日本雖然號稱全島信號覆蓋,但始終也有信號較弱的地區,不巧,裴凪選的公寓恰在其中。

裴凪一邊用梳子給琴酒梳理頭發,一邊嘆了口氣。

好在Gin會把琴酒的身份問題搞定,讓他不必刻意避開組織——不知道是不是這場架的副產品。

裴凪跟琴酒搭上了Gin的順風車,前往了實際上如果不問系統他倆壓根不知道在哪兒的日本分部基地。Gin將他們在路邊放下,又開著365A不知要前往何處,吃了一嘴尾氣的裴凪比起難以捉摸的Gin,還是更傾向於向尚且年幼的琴酒提問,他忍不住問:“你們究竟為什麽打起來的?”

琴酒把頭轉向另一側,顯然不打算回答。

他回不回答這個問題倒也無關緊要,裴凪實際上也猜得出大半——無非是Gin仍心懷疑慮的試探,或者琴酒被哪些言語觸了黴頭,總之琴酒沒能在Gin手底下討著好。

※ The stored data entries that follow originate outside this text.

PR #14595, opened 2024-03-14
RTL Navigation fixes

### LINKED ISSUE #14589: [5.x]: Right to Left subnav issues
### Description

1) While in RTL mode, dots on the subnav are not right-aligned.

2) Main nav highlight bar is also not right aligned.

3) Utility counter badge also not rendering number correctly.

CleanShot 2024-03-14 at 11 10 27@2x

### Craft CMS version

5.0.0.beta-7

### Browsers

Issue seen in Firefox and Chrome

brianjhanson:
Switches to [logical properties](https://css-tricks.com/css-logical-properties-and-values/) to better handle RTL languages. 

Using this over the mixins we have in hopes that we can ditch sass a little easier some day in the future. 

Fixes #14589


brandonkelly:
Whoa, never knew those existed. Let’s go all in on those for Craft 6, and deprecate all the Sass mixins we currently use (e.g. `margin-left()`).

brandonkelly:
The hairline between the sidebar and the rest of the page is still right-aligned:

Screenshot of a portion of the global nav in right-to-left orientation

PR #16587, opened 2025-01-29
Resets focus target on modal/slideout close when trigger was in a disclosure menu

gcamacho079:
### Description
Also fixes a bug where the slideout container was still in the DOM after close


gcamacho079:
@brandonkelly one thing outstanding: when you hit "Save" in the `AssetImageEditor`, focus returns to the disclosure trigger but is dropped shortly after, around when the image re-renders. I'm having a hard time finding the source of the issue - do you have any ideas?

brandonkelly:
@gcamacho079 You were just missing this bit 🙃  https://github.com/craftcms/cms/pull/16587/commits/ec415c3be4f9d9c731c60da8a9365970691f67d8

Issue #16588, opened 2025-01-30
[5.x]: Custom Date Fields not respecting site timezone in CSV exports


watarutmnh:
### Description

When exporting entries to CSV, custom Date fields are exported in UTC format, while system fields (dateCreated, dateUpdated) are correctly exported in the site's configured timezone (JST/UTC+9).

### Steps to reproduce

1. Configure Craft CMS site timezone to 'Asia/Tokyo' in config/general.php
2. Create a custom Date field (with "Show Time Field" disabled)
3. Create an entry and set a date value
4. Export entries to CSV using the Expanded format

### Expected behavior

Custom Date fields should be exported in the site's configured timezone (JST/UTC+9), matching the behavior of system fields.

### Actual behavior

- System fields (dateCreated, dateUpdated): Correctly exported in JST (UTC+9)
Example: 2025-01-22T15:08:50+09:00
- Custom Date fields: Exported in UTC
Example: {"date":"1974-03-16 15:00:00"}

### Additional Notes
- This issue was observed after updating to 5.6.1, which fixed timezone handling for system fields in CSV exports (PR #16447)
- The Control Panel correctly displays all dates in JST
- Database correctly stores dates in UTC

### Craft CMS version

Craft CMS version: 5.6.1

### PHP version

PHP version: 8.4

### Database type and version

Database: MySQL 8.0.40

### Installed plugins and versions

-

i-just:
Hi, thanks for reporting! I raised a PR for this. It targets 4.15 and 5.7, as that’s a slight change in behaviour.

brandonkelly:
Craft 4.15.0 and 5.7.0 are out with that change.

PR #16629, opened 2025-02-04
Expanded element export & custom date fields

i-just:
### Description
When running a raw export, all dates (attributes and fields) should be exported in UTC, just like they’re stored in the DB (that’s already the case).

When running an expanded export, all dates (attributes and fields) should be exported in the system’s timezone (in the ISO8601 format, e.g. 2025-02-04T08:58:45+01:00), or, if the date field has “show timezone” turned on, the date should be exported in the selected timezone.
The attributes are already exported in this way. This PR ensures this also happens for the custom fields.

### Related issues
#16588


timeverts:
@brandonkelly, this change was fairly significant and 'broke' quite a few of our Craft sites that were using custom date field values. Should this change not have been part of a major release instead (e.g. 6.x)?

brandonkelly:
@timeverts How exactly did it break things?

不得不說,這處基地比起裴凪在LA半山別墅見過的差遠了,雖然其中也配備了ar訓練室等高科技設施,但總體來說沒那麽誇張,甚至裴凪已經從潔凈的走廊中看出來一絲樸素。

“我現在把什麽掛在自行車上了?”琴酒忽然開口,用英文說道。

裴凪楞了一下,無奈地搖了搖頭:“你真該慶幸一下我會說荷蘭語……在系統回來之前我們姑且沒什麽要處理的事務,如果你樂意,不如試試看這裏的訓練室——你是不是本來就打算試試,只是想讓我先說出來?”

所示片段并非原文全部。